YOUR GOAL: Which lines in the data contain the word "even"? Please copy each of them.

***** DATA RECORDS *****

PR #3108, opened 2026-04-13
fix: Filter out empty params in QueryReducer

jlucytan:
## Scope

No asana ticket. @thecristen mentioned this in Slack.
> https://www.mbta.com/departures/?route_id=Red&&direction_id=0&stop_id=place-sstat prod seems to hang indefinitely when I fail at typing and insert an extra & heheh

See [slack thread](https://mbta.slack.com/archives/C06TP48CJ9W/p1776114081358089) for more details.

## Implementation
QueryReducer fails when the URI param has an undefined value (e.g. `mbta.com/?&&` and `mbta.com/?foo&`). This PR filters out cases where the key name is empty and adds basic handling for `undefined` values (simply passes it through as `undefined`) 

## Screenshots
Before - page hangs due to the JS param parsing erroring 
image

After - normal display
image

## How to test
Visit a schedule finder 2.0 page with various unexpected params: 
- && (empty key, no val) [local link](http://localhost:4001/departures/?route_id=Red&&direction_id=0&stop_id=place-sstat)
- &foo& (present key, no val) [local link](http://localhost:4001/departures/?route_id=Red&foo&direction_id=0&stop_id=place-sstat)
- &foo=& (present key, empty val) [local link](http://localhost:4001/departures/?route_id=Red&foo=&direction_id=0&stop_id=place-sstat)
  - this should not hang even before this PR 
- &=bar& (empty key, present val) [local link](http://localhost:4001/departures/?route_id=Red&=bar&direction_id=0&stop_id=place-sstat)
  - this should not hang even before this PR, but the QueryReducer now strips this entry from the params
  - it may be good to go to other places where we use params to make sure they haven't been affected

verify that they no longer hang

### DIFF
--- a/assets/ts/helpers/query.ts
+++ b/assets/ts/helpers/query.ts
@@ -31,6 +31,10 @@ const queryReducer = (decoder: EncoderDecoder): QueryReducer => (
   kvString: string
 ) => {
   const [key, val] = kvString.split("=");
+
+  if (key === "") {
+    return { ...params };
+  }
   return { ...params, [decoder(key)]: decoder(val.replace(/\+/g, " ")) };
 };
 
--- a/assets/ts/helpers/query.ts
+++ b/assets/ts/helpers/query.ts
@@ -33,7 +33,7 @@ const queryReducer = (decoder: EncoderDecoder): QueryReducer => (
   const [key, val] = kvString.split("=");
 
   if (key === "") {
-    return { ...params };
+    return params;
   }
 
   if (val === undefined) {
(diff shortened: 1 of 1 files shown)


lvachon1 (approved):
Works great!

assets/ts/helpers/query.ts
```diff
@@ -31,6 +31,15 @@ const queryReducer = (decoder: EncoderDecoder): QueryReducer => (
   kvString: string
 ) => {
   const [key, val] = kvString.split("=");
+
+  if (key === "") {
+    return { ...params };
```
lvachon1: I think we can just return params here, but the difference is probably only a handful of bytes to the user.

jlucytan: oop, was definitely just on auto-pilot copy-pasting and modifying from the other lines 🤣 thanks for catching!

*****

ANSWER TO THIS PROBLEM:
  - this should not hang even before this PR 
  - this should not hang even before this PR, but the QueryReducer now strips this entry from the params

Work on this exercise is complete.